Benchmarking Discipline
Reproducible benchmarks.
Setup discipline
Benchmarking is the discipline of producing numbers that hold up to scrutiny. Setup is where most benchmarks already break: inconsistent environment, no warm-up, single run, missing config. Get the setup right and the numbers become trustworthy.
- Reproducible environment. Same hardware, OS, dependency versions, and data per run; differences invalidate the comparison silently.
- Warm-up period. JVM JIT, OS page cache, connection-pool warm-up per run; measure steady-state rather than cold-start artifacts.
- Repeat the test. Five runs minimum per comparison; single run is noise. Report mean and standard deviation, not the best number.
- Captured config per run. Saved settings per run support later reproduction; "I forgot what I tested" wastes the benchmark.
What to measure
What you measure shapes the conclusions. Latency tails, sustained throughput, and resource utilisation each tell a different part of the story; missing any one produces benchmarks that mislead.
- Latency percentiles. p50, p95, p99, p99.9 per run; mean is misleading because user experience is shaped by the tails.
- Throughput. Sustained requests per second over the test window; not peak, sustained, because peak is just the warm-up burst.
- Resource utilisation. CPU, memory, IO, network per run; helps identify bottlenecks beyond raw latency numbers.
- Error rate per run. Failed-request percentage; catches benchmarks that "scaled" by silently dropping work.
Realistic load patterns
Realistic load patterns are where benchmarks earn or lose credibility. Pure-write benchmarks rarely reflect reality; single-thread load misses connection-level effects; synthetic payloads hide real-payload artifacts.
- Match production traffic shape. Read/write ratio per benchmark; pure-write benchmarks rarely reflect production behaviour.

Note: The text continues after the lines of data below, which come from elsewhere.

PR #5471, opened 2024-04-20
[core] - Fixed a bug where player couldn't heal escort npc's

sarca571ca:
**_I affirm:_**

#### Fixes an issue when a player healed an escort npc. 
The npc would take the heal as an attack and try to attack the player. Since the npc is allied to the player this would lock the npc in place unable to take any actions.

!zone Grand Palace of Hu'Xzoi
!gotoid 16916928
Select the Cermet Alcove to spawn the Quasilumin.
Cast Cure on the Quasilumin and see that it continues as normal instead of freezing in place.

### DIFF
--- a/src/map/utils/battleutils.cpp
+++ b/src/map/utils/battleutils.cpp
@@ -4832,7 +4832,9 @@ namespace battleutils
     {
         TracyZoneScoped;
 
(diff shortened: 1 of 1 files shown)


WinterSolstice8 (approved):
Seems reasonable

sarca571ca:
Sigh formatting really wants the comments line up with each other.

sarca571ca:
Yea I've got no idea why this is failing now.

PR #5475, opened 2024-04-21
Core: Change how entities are loaded for instances

zach2good:
**_I affirm:_**

`instance_entities.sql` is not shift-proof, and apparently a few things have broken at some point due to shifts in the instance entities.

All that `instance_entities` does is say "hey, you need to load this specific entity when you create whatever instance". We can achieve this same thing by scraping entries from `ID.lua`, or the relevant instance's Lua file. I'm probably going to add the entities to the `ID.lua` file, and then have a section in the instance Luas that lists all the relevant `ID` entries for loading. 

This will make all instances as shift proof as anything else we have, and make it a little more obvious how entities are declared for use with instances - pushing more things into the individual instance files.


zach2good:
Will come back to this from scratch at some point - probably when I rewrite instances again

- Burst and steady-state both. Both modes per benchmark; benchmarks that only run steady miss the burst behaviour where most production issues hide.
- Multi-client load. Multiple machines and threads per benchmark; single-threaded clients miss connection-level effects that production hits.

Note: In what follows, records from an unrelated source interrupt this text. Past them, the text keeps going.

PR #5477, opened 2024-04-21
[lua] Minuet potency

MowFord:
**_I affirm:_**

Was noticed that minuet potency was not scaling well with combined skill. At 500 combined skill minuet III was still not max potency. Found 3 things:
- the table has a column for "Smax" to convert to `skillMax` variable, but this is a misnomer, as it's really the minimum skill required to get potency increases past the base power.
  - Renamed appropriately
- Ranged skill was not properly limiting on skill type, meaning a rng/brd would have high combined skill when wielding a gun, etc
  - only add ranged item skill if of proper skill type
- Minuet `divisor` was not a sane value based on multiple sources
  - Minuet III at 500 combined skill: 74
  - Minuet IV at 500 combined skill: 64
  - using divisor 4, you get 96 (max potency) and 81, respectively
  - This is the most complex part, so i'll continue below

Original divisor of 8, 6... results in the following skill caps for minuet tiers:
image

Doing some math results in the following exact divisors to match bgwiki data (they do not list the skill cap for minuet II):
image

but using divisor of 4 across the board seems to do a reasonable fit
image

This likely matches with reality (1 extra potency per 4 skill past "minimum required skill per tier"), and definitely sits better than the current values.

Getting the actual values here (for all brd enhancement songs) will be a very tedious process, I hope this can be taken as "good enough" until someone does the research from retail.

Edit: I've adjusted the potency values to only the ones explicitly defined in bgwiki: 1 - 166, 3 - 435, 5 - 874

Apply singing skill to test various potency values at different tiers of minuet:
- `!setmod singing 100` to give extra 100 singing skill, but you must change gear for the "magic skill" menu to reflect the change
- then cast a song
- and extract the power into a map server print: `!exec print(player:getStatusEffect(xi.effect.MINUET):getPower())`

### DIFF
--- a/scripts/globals/spells/enhancing_song.lua
+++ b/scripts/globals/spells/enhancing_song.lua
@@ -109,12 +109,22 @@ xi.spells.enhancing.calculateSongPower = function(caster, target, spell, spellId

- Realistic payload per benchmark. Production-shape payload size; synthetic-payload artifacts produce numbers that do not transfer.
Comparing variants
Comparing variants is its own discipline. One variable per comparison, same conditions, statistical significance check; without those, the comparison number is folklore.
- Single variable change. One thing at a time per comparison; changing two things means you cannot attribute the difference to either.
- Same load generator. Same generator, duration, hardware per comparison; anything different is a confounding variable.
- Statistical significance. Noise-floor check per comparison; a 2% change with 5% standard deviation is noise, not signal.
- Documented hypothesis per comparison. Named expectation before the run catches confirmation bias.
Reporting results
Reporting is where the work lands. Configuration, load shape, and caveats together let future readers reproduce or argue with the numbers; without them the benchmark becomes a marketing claim.
- Include configuration. Hardware, software versions, settings per report; future readers reproduce only if they have this.
- Include load shape. RPS, request size distribution, payload type per report; numbers are meaningless without context.
- Include caveats. Not-measured and hard-to-control items per report; the honest report builds more trust than the polished one.
- Raw data link per report. Published raw runs support independent verification; benchmarks that only publish summaries do not survive scrutiny.